%Paper: 
%From: Nelson.Vanegas@qmw.ac.uk (N.Vanegas)
%Date: Fri, 27 May 1994 11:34:44 +0100



\documentstyle[12pt]{article}
\begin{document}

\title{
Unitarity Constraints for the Mass of the Higgs in the
$SU(2)_L\otimes U(1)\otimes U(1)'$ Gauge Model}
\author{R. Mart\'{\i}nez\thanks{Also Universidad Nacional, Depto.
de F\'{\i}sica, A.A. 14490, Bogot\'a, Colombia} \\
CINVESTAV \\
Depto. de F\'{\i}sica \\
Apartado Postal 14740 \\
07000 M\'exico \\
\and\\
N. Vanegas\thanks{Supported by Colciencias and U. de Antioquia,
A.A. 1226, Medell\'{\i}n, Colombia.}  \\
Physics Department,\\
Queen Mary and Westfield College, \\
Mile End Road, London E1 4NS\\
{\em email:} n.vanegas@qmw.ac.uk}
\date{}
\maketitle
\noindent {\bf Abstract} \\
The critical values for the mass of the Higgs bosons, at which
the theory becomes strongly interacting, are calculated using the
equivalence theorem, at high energies this allows us to replace
the longitudinally polarized gauge bosons in the $S$ matrix for
the corresponding Goldstone bosons.
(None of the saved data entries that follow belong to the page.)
PR #656, opened 2020-12-17
Handle ConferenceIq and authentication IQs coming from Smack

bgrozev:


src/main/kotlin/org/jitsi/jicofo/JicofoServices.kt
```diff
@@ -94,20 +94,24 @@ open class JicofoServices(
             }
         }
 
-        val focusJid = XmppConfig.client.username.toString() + "@" + XmppConfig.client.domain.toString()
         conferenceRequestHandler = ConferenceRequestHandler(
             focusManager = focusManager,
-            focusAuthJid = focusJid,
+            focusAuthJid = XmppConfig.client.username.toString() + "@" + XmppConfig.client.domain.toString(),
```
bbaldino: nit:  `"${XmppConfig.client.username}@${XmppConfig.client.domain}`

(I'm _pretty_ sure you don't need the `toString`s there when using that method, but not 100%)

src/main/kotlin/org/jitsi/jicofo/JicofoServices.kt
```diff
@@ -94,20 +94,24 @@ open class JicofoServices(
...
             isFocusAnonymous = StringUtils.isBlank(XmppConfig.client.password),
             authAuthority = authenticationAuthority,
             reservationSystem = reservationSystem
         )
-        focusComponent = FocusComponent(XmppComponentConfig.config, conferenceRequestHandler).apply {
-            val configService = ServiceUtils2.getService(bundleContext, ConfigurationService::class.java)
-            loadConfig(configService, "org.jitsi.jicofo")
-            authenticationAuthority?.let { setAuthAuthority(authenticationAuthority) }
+
+        focusComponent = if (XmppComponentConfig.config.enabled) {
```
bbaldino, line 101: I forget, is this use of "component" something that we're working on getting rid of?  Or is there something that still needs it?

src/main/kotlin/org/jitsi/jicofo/JicofoServices.kt
```diff
@@ -94,20 +94,24 @@ open class JicofoServices(
...
+            FocusComponent(XmppComponentConfig.config, conferenceRequestHandler).apply {
+                val configService = ServiceUtils2.getService(bundleContext, ConfigurationService::class.java)
+                loadConfig(configService, "org.jitsi.jicofo")
+                authenticationAuthority?.let { setAuthAuthority(authenticationAuthority) }
```
bbaldino: nit: I don't know if this was intentional or not (I've done this same thing before on accident), but I think it's more idiomatic to use `it` here:

```
authenticationAuthority?.let { setAuthAuthority(it) }
```

Using `authenticationAuthority` works since it's a val and it gets smart-cast, but I think it's a little more brittle to use `authenticationAuthority` rather than the explicit result of the `let`.

src/main/kotlin/org/jitsi/jicofo/JicofoServices.kt
```diff
@@ -94,20 +94,24 @@ open class JicofoServices(
...
+                connect()
```
bbaldino, line 108: Reading this I wonder if it would be better to move the `connect` call out to make it more obvious (also since the code in the apply is more about initialization and this is a bit different, so doing:

```
focusComponent = if (...) {
    ...
} else {
    null
}

focusComponent?.connect()
```

src/main/kotlin/org/jitsi/jicofo/xmpp/XmppConfig.kt
```diff
@@ -212,6 +212,9 @@ data class XmppComponentConfig(
     val port: Int = -1,
     val secret: String = ""
 ) {
+    val enabled: Boolean
```
bbaldino, line 215: nit: since `hostname` is a val, this could be: `val enabled: Boolean = hostname != ""`  There's also `isEmpty` or `isBlank` helpers for `String`, depending on what we actually care about hostname being.

src/main/kotlin/org/jitsi/jicofo/xmpp/AuthenticationIqHandler.kt
```diff
@@ -0,0 +1,59 @@
...
+import org.jitsi.xmpp.extensions.jitsimeet.LogoutIq
+import org.jivesoftware.smack.packet.IQ
+import org.jivesoftware.smack.packet.XMPPError
+
+class AuthenticationIqHandler(val authAuthority: AuthenticationAuthority) {
+    private val logger = createLogger()
+
+    fun handleLoginUrlIq(loginUrlIq: LoginUrlIq): IQ {
+        val peerFullJid = loginUrlIq.from.asEntityFullJidIfPossible()
+        val roomName = loginUrlIq.room
```
bbaldino, line 37: Looks like it might be worth writing some helpers to create error responses.  If we had them we could do something like:
```
val roomName = loginUrlIq.room ?: return createNotAcceptableErrorResponse(loginUrlIq)
```

with helpers like:

```
fun createErrorResponse(iq: IQ, condition: XMPPError.Condition): IQ = IQ.createErrorResponse(iq, XMPPError.getBuilder(condition))

fun createNotAcceptableErrorResponse(iq: IQ): IQ = createErrorResponse(iq, XMPPError.Condition.not_acceptable)
```

src/main/java/org/jitsi/jicofo/xmpp/IqHandler.java
```diff
@@ -39,12 +40,12 @@
  * @author Pawel Domas
  * @author Boris Grozev
  */
-public class MeetExtensionsHandler
+public class IqHandler
```
bbaldino, line 44: The name feels a little broad, does this handle all IQs? Or only a certain scope of them?

src/main/kotlin/org/jitsi/jicofo/JicofoServices.kt
```diff
@@ -105,6 +107,10 @@ open class JicofoServices(
 
         val authenticationIqHandler = authenticationAuthority?.let { AuthenticationIqHandler(it) }
 
+        iqHandler = IqHandler(focusManager).apply {
+            focusManager.addXmppConnectionListener { init(it) }
```
bbaldino: I know Intellij says to use a lambda in these cases since the interface only has a single method, but I find it pretty confusing in the cases where it's an interface that's being implemented.  I think writing it out in full would be a lot clearer (it's basically impossible to infer what `it` represents here, let alone that the handler there is for a specific `xmppConnectionInitialized` event).

I.e.:

```
focusManager.addXmppConnectionListener(object : XmppConnectionListener {
    override fun xmppConnectionInitialized(xmppConnection: XmppConnection) {
        init(xmppConnection)
    }
})
```

bbaldino (commented):
I don't have much context, so this ended up being mainly a codestyle review.

src/main/kotlin/org/jitsi/jicofo/JicofoServices.kt
bbaldino: From what I saw this got fixed in a later commit

src/main/kotlin/org/jitsi/jicofo/JicofoServices.kt
bgrozev: Yes, I'm working on getting rid of it. Jitsi-meet still uses the jid of the component, I think that's the last use.

src/main/java/org/jitsi/jicofo/xmpp/IqHandler.java
bgrozev: It's a subset (e.g. it doesn't include jingle), but it's pretty broad (authentication, conference request, muting, and rayo). What do you suggest as a better name?

bbaldino: Is there something that all those things (everything but jingle it sounds like?) falls under?

bbaldino (approved):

An appropriate ansatz for
defining the would-be Goldstone bosons in the case of an
additional neutral current, beyond the minimal standard model, is
also presented.

\newpage

The minimal standard model (MSM) gives an adequate description of
the available experimental data on the electroweak interaction,
but, theorists believe, there is physics beyond the MSM and hope
that the advent of new accelerators will show some experimental
evidence of this. This new physics should bring the need for new
models like the supersymmetric models, technicolour or simple
extensions to the gauge group. One can think in many different
extensions to the gauge group, some of the most relevant are:
the modification of the Higgs sector (including
two  $SU(2)_L$ Higgs doublets, one additional Higgs singlet, one
additional $SU(2)_L$ triplet or more complicated Higgs
structures \cite{triplet}), and the use of
richer gauge groups, left-right symmetric models
$SU(2)_L\otimes SU(2)_R \otimes U(1)_{B-L}$ \cite{derecho}, or
additional $U(1)$ groups $SU(2)_L \otimes U(1)
\otimes U(1)'$ \cite{adicion}. However, the origin of the
spontaneous symmetry breaking, needed to generate the gauge boson
masses, remains unclear.

In the MSM with one Higgs doublet \cite{salam} there are three
would-be Gold~stone bosons `eaten' by the gauge fields,
which become massive  in the process  and leave one neutral
scalar
particle: the Higgs boson. The  current experimental lower bound
for the mass ($m_H$) of this boson stands at about 60
GeV~\cite{lore}. The actual value of $m _H$ is crucial  for the
validity
of the MSM at high energies, recalling
the fact that the unitarity  of the theory is not preserved at high
energies
if $m_H$ exceeds a critical value of about 1 TeV  \cite{georgi}. In
this case the scalar sector of the MSM
becomes strongly interacting and the perturbative
expansion of the $S$ matrix is no longer valid, thus chiral
\cite{chiral} or effective \cite{efectivo} Lagrangian approaches
may be an appropriate description for the gauge bosons physics
since they only use the symmetry breaking scheme.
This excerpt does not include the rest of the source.